CD26 or dipeptidyl peptidase IV (DP IV) is expressed on various cell types, including T cells. Although T cells can receive activating signals via CD26, the physiological role of CD26/DP IV is largely unknown. We used the reversible DP IV inhibitor Lys[Z(NO(2))]-pyrrolidide (I40) to dissect the role of DP IV in experimental autoimmune encephalomyelitis (EAE) and to explore the therapeutic potential of DP IV inhibition for autoimmunity. I40 administration in vivo decreased and delayed clinical and neuropathological signs of adoptive transfer EAE. I40 blocked DP IV activity in vivo and increased the secretion of the immunosuppressive cytokine TGF-beta1 in spinal cord tissue and plasma during acute EAE. In vitro, while suppressing autoreactive T cell proliferation and TNF-alpha production, I40 consistently up-regulated TGF-beta1 secretion.

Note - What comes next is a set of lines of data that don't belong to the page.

PR #2612, opened 2024-11-26
Fixed triggering a debug-assertion during scan

### LINKED ISSUE #2611: esp-wifi: wrong size event data
## Bug description

esp-wifi `0.11.0` seems to panic when `scan_n()` is called.

```plain
panicked at /home/user/cargo/registry/src/index.crates.io-6f17d22bba15001f/esp-wifi-0.11.0/src/wifi/event.rs:193:5:
assertion `left == right` failed: wrong size event data
  left: 8
 right: 0
```

It looks like there has been a recent change (#2453 ) to esp-wifi:
https://github.com/esp-rs/esp-hal/blame/b06c7a470c0242eace7d5ef616a3ccbad4d52239/esp-wifi/src/wifi/event.rs#L196

This is an example on how I'm trying to use `scan_n`:

```rust
    controller.start().unwrap();
    esp_println::println!("is wifi started: {:?}", controller.is_started());

    esp_println::println!("Start Wifi Scan");
    let res: Result<
        (heapless::Vec<esp_wifi::wifi::AccessPointInfo, 10>, usize),
        esp_wifi::wifi::WifiError,
    > = controller.scan_n();
    if let Ok((res, _count)) = res {
        for ap in res {
            esp_println::println!("{:?}", ap);
        }
    }
```

and it results in the above error, after passing all the other lines:
```
wifi_set_configuration returned Ok(())
is wifi started: Ok(true)
Start Wifi Scan
```

Following is a partial backtrace:
```
0x4201453e
0x4201453e - core::panicking::assert_failed
    at /rustc/f6e511eec7342f59a25f7c0534f1dbea00d01b14/library/core/src/panicking.rs:367
0x4200bd20
0x4200bd20 - esp_wifi::wifi::event::dispatch_event_handler
    at ??:??
```

This happens on an ESP32-C3

## To Reproduce

1. Try to use `scan_n` on an ESP32-C3, using `esp-wifi` `0.11.0`
2. The application will panic

## Expected behavior

The list of APs is returned and the application doesn't panic.

## Environment

- ESP32-C3
- esp-wifi `0.11.0`

bjoernQ:

### Submission Checklist 📝

#### Extra:

#### Description
Fixes #2611 

`skip-changelog` because of the change in `esp-hal`

#### Testing
Change that assert from `debug_assert_eq` to `assert_eq` and just run the `wifi-dhcp` example

### DIFF
--- a/esp-hal/build.rs
+++ b/esp-hal/build.rs
@@ -11,16 +11,14 @@ use esp_build::assert_unique_used_features;
 use esp_config::{generate_config, Value};
 use esp_metadata::{Chip, Config};
 
-#[cfg(debug_assertions)]
-esp_build::warning! {"
-WARNING: use --release
-  We *strongly* recommend using release profile when building esp-hal.
-  The dev profile can potentially be one or more orders of magnitude
-  slower than release, and may cause issues with timing-senstive
-  peripherals and/or devices.
-"}
-
 fn main() -> Result<(), Box<dyn Error>> {
+    println!("cargo:rustc-check-cfg=cfg(is_debug_build)");
+    if let Ok(level) = std::env::var("OPT_LEVEL") {
+        if level != "2" && level != "3" {
+            println!("cargo:rustc-cfg=is_debug_build");
+        }
+    }
+
     // NOTE: update when adding new device support!
     // Ensure that exactly one chip has been specified:
     assert_unique_used_features!(
--- a/esp-hal/build.rs
+++ b/esp-hal/build.rs
@@ -14,7 +14,7 @@ use esp_metadata::{Chip, Config};
 fn main() -> Result<(), Box<dyn Error>> {
     println!("cargo:rustc-check-cfg=cfg(is_debug_build)");
     if let Ok(level) = std::env::var("OPT_LEVEL") {
-        if level != "2" && level != "3" {
+        if level == "0" || level == "1" {
             println!("cargo:rustc-cfg=is_debug_build");
         }
     }
--- a/esp-hal/Cargo.toml
+++ b/esp-hal/Cargo.toml
@@ -37,6 +37,7 @@ embedded-hal-nb          = "1.0.0"
 embedded-io              = "0.6.1"
 embedded-io-async        = "0.6.1"
 enumset                  = "1.1.5"
+esp-build                = { version = "0.1.0", path = "../esp-build" }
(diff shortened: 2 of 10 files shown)


bjoernQ:
Failing tests seem to be random and unrelated - will just rerun them once GitHub calms down

MabezDev (changes requested):
I think we should also remove the debug assert and place a warning there instead

bugadani:
> I think we should also remove the debug assert and place a warning there instead

I disagree, making a mistake will possibly become unsound if we don't panic.

bugadani:
The standard library also uses debug asserts for this purpose, and misuse is UB in release - same as we would do. We can also enable debug assertions for release builds.

bugadani:
We can recommend using `debug-assertions = true` if we absolutely require --release, but users will ignore both of those anyway. We could do the un-rusty thing of gating asserts with an esp-config, that way we could actually force them on by default.

esp-hal/build.rs
```diff
@@ -11,16 +11,14 @@ use esp_build::assert_unique_used_features;
 use esp_config::{generate_config, Value};
 use esp_metadata::{Chip, Config};
 
-#[cfg(debug_assertions)]
```
bjoernQ, line 14: using `debug_assertions` to detect a debug build worked fine in the past but we care about the optimization level not `debug_assertions`

esp-hal/build.rs
```diff
@@ -11,16 +11,14 @@ use esp_build::assert_unique_used_features;
...
-  We *strongly* recommend using release profile when building esp-hal.
-  The dev profile can potentially be one or more orders of magnitude
-  slower than release, and may cause issues with timing-senstive
-  peripherals and/or devices.
-"}
-
 fn main() -> Result<(), Box<dyn Error>> {
+    println!("cargo:rustc-check-cfg=cfg(is_debug_build)");
+    if let Ok(level) = std::env::var("OPT_LEVEL") {
+        if level != "2" && level != "3" {
```
bjoernQ, line 17: should we also whitelist `s` and `z`? probably yes

bjoernQ: My answer is "Yes!" - done.

MabezDev: I agree

MabezDev (approved):

jessebraham (approved):

PR #3555, opened 2025-05-27
Fix an I2C race condition

bugadani:
This PR fixes an error that can cause I2C to report a timeout even if the transmission completes successfully. The cause and the fix are both similar to https://github.com/esp-rs/esp-hal/pull/3458

I'm also removing some reset-on-error calls which seem redundant, because we're resetting the whole peripheral anyway shortly after.


bjoernQ (approved):
Changes LGTM

Not sure if you are still running the long-term tests but I think this is good to get in no matter what

MabezDev (approved):
Thanks!

PR #3557, opened 2025-05-27
Don't store I2C configuration in driver

bugadani:
While it's a bit verbose, we can read and preserve registers, so we don't actually need to store the I2C Config object. The point of this PR is to better align our driver with esp-idf's, which also reads back registers before resetting the peripheral.


bugadani:
I can't make this work.

PR #3559, opened 2025-05-27
Disable I2C arbitration

bugadani:
esp-idf doesn't use this, and we see random ArbitrationLost errors even with a single master, so let's try to be safe.

### DIFF
--- a/esp-hal/src/i2c/master/mod.rs
+++ b/esp-hal/src/i2c/master/mod.rs
@@ -1331,6 +1331,8 @@ impl Driver<'_> {
             // Use Most Significant Bit first for sending and receiving data
             w.tx_lsb_first().clear_bit();
             w.rx_lsb_first().clear_bit();
+            #[cfg(not(esp32))]
+            w.arbitration_en().clear_bit();
             // Ensure that clock is enabled
             w.clk_en().set_bit()
         });


esp-hal/src/i2c/master/mod.rs
```diff
@@ -2015,7 +2015,16 @@ impl Driver<'_> {
             )));
         }
         if r.arbitration_lost().bit_is_set() {
-            return Err(Error::ArbitrationLost);
+            cfg_if::cfg_if! {
```
Dominaezzz, line 2018: Mind adding a comment explaining why this needs to be checked?
The code looks a bit bizarre out of context.

Dominaezzz: Ah

MabezDev (approved):
If IDF isn't using it, probably a good indication we shouldn't (by default) be using it either.

:crossed_fingers: this helps!

hil-test/src/lib.rs
```diff
@@ -39,7 +39,7 @@ macro_rules! i2c_pins {
             } else if #[cfg(esp32h2)] {
                 ($peripherals.GPIO12, $peripherals.GPIO22)
             } else if #[cfg(esp32c2)] {
-                ($peripherals.GPIO18, $peripherals.GPIO9)
+                ($peripherals.GPIO3, $peripherals.GPIO2)
```
MabezDev, line 42: Ah I guess this was a local change for your testing?

Dominaezzz (approved):
Happy to see this go away (by default) tbh

PR #3560, opened 2025-05-27
use 1.87 in CI, bump MSRV to 1.86

MabezDev:
MSRV bump is for https://github.com/esp-rs/esp-hal/pull/3105

I added skip-changelog label, however I'm not sure if this is correct. I can add "Bumped MSRV" logs in the all the relevant files if required.


MabezDev:
cc: @bjoernQ Am I holding the semver checks stuff right? I just generated a new baseline using the new compiler which has the new rustdoc format. It seems to work, but just wanted to double check this is the process.

bugadani:
I don't think we should generate a new baseline, we should do that as part of the release process. Which I didn't think of yet, will add tomorrow.

MabezDev:
> I don't think we should generate a new baseline, we should do that as part of the release process. Which I didn't think of yet, will add tomorrow.

I think every compiler upgrade will force us to :(. Semver checks bails when it finds a rustdoc json generated by a different rustc, so we'll need to regen at esp-hal release _and_ at compiler releases I think. This doesn't matter for most users of semver checks, but as we're checking the files in we're at the mercy of unstable rustdoc :(.

But maybe I'm missing something, hopefully @bjoernQ knows :D.

bjoernQ:
we unfortunately need new baselines because the rustdoc-json format is unstable - and here it changed from 39 to 43
(we wouldn't need that if instability wouldn't do include the unstable API always ..... 😢 )

What I'm wondering about: why don't we need to change this: https://github.com/esp-rs/esp-hal/blob/7e2f1b1d31e5f9b1a71fbdff6316f805f2650bce/xtask/Cargo.toml#L37-L38

bugadani:
But this will mask actual breaking API changes that we made since the last release, won't it?

bjoernQ:
> But this will mask actual breaking API changes that we made since the last release, won't it?

Yes ... but we'll notice those already when a PR is created and ideally not merge it

MabezDev:
I've regenerated the baseline with the new compiler on 7b7844a85516d0a5c00df6b0e5f5a251abf323bb, and added them here. I added a short README, which probably doesn't belong there long term, but I wanted to get info from this thread down somewhere. Please review it and let me know if I need to make any adjustments.

@bjoernQ I tried updating rustdoc-types, but it failed with some mismatch. I guess we can choose to leave this as is until it 's not compatible anymore?

esp-hal/api-baseline/README.md
```diff
@@ -0,0 +1,7 @@
+## Breaking changes
```
bugadani, line 1: This should 100% be a part of the developer guide(line) :D

bugadani (approved):

PR #3562, opened 2025-05-27
Remove probe speed override for C2

bugadani:
Let's see how this goes, I don't think we need this anymore. 15MHz actually causes issues for me using FT232H.


MabezDev (approved):
:crossed_fingers:

bjoernQ (approved):

PR #3570, opened 2025-05-28
I2c: clear bus on error

bugadani:
This PR implements (among others) `s_i2c_master_clear_bus` from esp-idf, and is meant to ensure that upon an error, the bus is cleared (i.e. if the slave has unsent data, this function forces the slave to send that data instead of holding on to the bus).

`Driver` also gains access to the driver Config, so that it can properly reset everything.

### DIFF
--- a/esp-hal/src/i2c/master/mod.rs
+++ b/esp-hal/src/i2c/master/mod.rs
@@ -1411,6 +1411,7 @@ impl Driver<'_> {
     /// SDA indefinitely. This function forces the slave to release the
     /// bus by sending 9 clock pulses.
     fn clear_bus(&self) {
+        const BUS_CLEAR_BITS: u8 = 9;
         cfg_if::cfg_if! {
             if #[cfg(esp32)] {
                 use crate::gpio::AnyPin;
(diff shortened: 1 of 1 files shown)


esp-hal/src/i2c/master/mod.rs
```diff
@@ -1331,47 +1326,72 @@ impl Driver<'_> {
...
+    // This function implements esp-idf's `s_i2c_hw_fsm_reset`, without the
+    // clear_bus=true parts.
+    // https://github.com/espressif/esp-idf/blob/27d68f57e6bdd3842cd263585c2c352698a9eda2/components/esp_driver_i2c/i2c_master.c#L115
+    //
+    // Make sure you don't call this function in the middle of a transaction. If the
+    // first command in the command list is not a START, the hardware will hang
+    // with no timeouts.
+    fn reset_fsm(&self) {
+        cfg_if::cfg_if! {
+            if #[cfg(any(esp32c6, esp32h2))] {
```
MabezDev, line 1379: Not for this PR, but maybe we want to start leveraging the cfg symbols we can make into "quirk" flags. I think this will become more important as we add more chips, as adding one may require touching all these cfgs that our outlined like this.

MabezDev (approved):
LGTM, thanks!

esp-hal/src/i2c/master/mod.rs
MabezDev: Ah yes, I forgot about your versioned peripheral idea! That might also come in handy soon. We can try and eval both approaches when we're looking at adding the C5.

bjoernQ (approved):
LGTM

PR #3587, opened 2025-06-03
Add docsrs metadata and warning for esp-lp-hal

MabezDev:
#### Testing

I built once with `cargo docs-rs --open` to show the notice, then again with our xtask tooling to prove the notice was hidden.


bugadani (approved):

bjoernQ (approved):
👍

PR #3589, opened 2025-06-03
Multi-core: Lower the probability of a multi-core executor lockup

bugadani:
This should fix HIL. Ideally we'd turn FROM_CPU3 into an edge-triggered interrupt but I couldn't figure out how to make it work.

How the bug can be triggered:

- The software interrupt that wakes the cores is handled on both cores, and both cores clear the interrupt
- `wait_impl` is a very short interrupt-free context
- So there's a chance core 1 tries to clear core 0 but it just triggers and clears the interrupt, and because it's level triggered, the CPU forgets it happened before `wait_impl` got to the `waiti` instructions
- which can happen if `rsil` is in the cache and gets executed, but `waiti` isn't and we have to load from flash

### DIFF
--- a/esp-hal-embassy/src/executor/thread.rs
+++ b/esp-hal-embassy/src/executor/thread.rs
@@ -116,6 +116,10 @@ This will use software-interrupt 3 which isn't available for anything else to wa
     }
 
     #[cfg(all(xtensa, low_power_wait))]
+    // This function must be in RAM. Loading parts of it from flash can cause a race
+    // that results in the core not waking up. Placing `wait_impl` in RAM ensures that
+    // it is shorter than the interrupt handler that would clear the interrupt source.
+    #[macros::ram]
     fn wait_impl(cpu: usize) {
         // Manual critical section implementation that only masks interrupts handlers.
         // We must not acquire the cross-core on dual-core systems because that would
--- a/esp-hal-embassy/CHANGELOG.md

A neutralizing anti-TGF-beta1 Ab blocked the inhibitory effect of I40 on T cell proliferation to myelin Ag. DP IV inhibition in vivo was not generally immunosuppressive, neither eliminating encephalitogenic T cells nor inhibiting T cell priming. These data suggest that DP IV inhibition represents a novel and specific therapeutic approach protecting from autoimmune disease by a mechanism that includes an active TGF-beta1-mediated antiinflammatory effect at the site of pathology.

PMID:
11160254
[Indexed for MEDLINE]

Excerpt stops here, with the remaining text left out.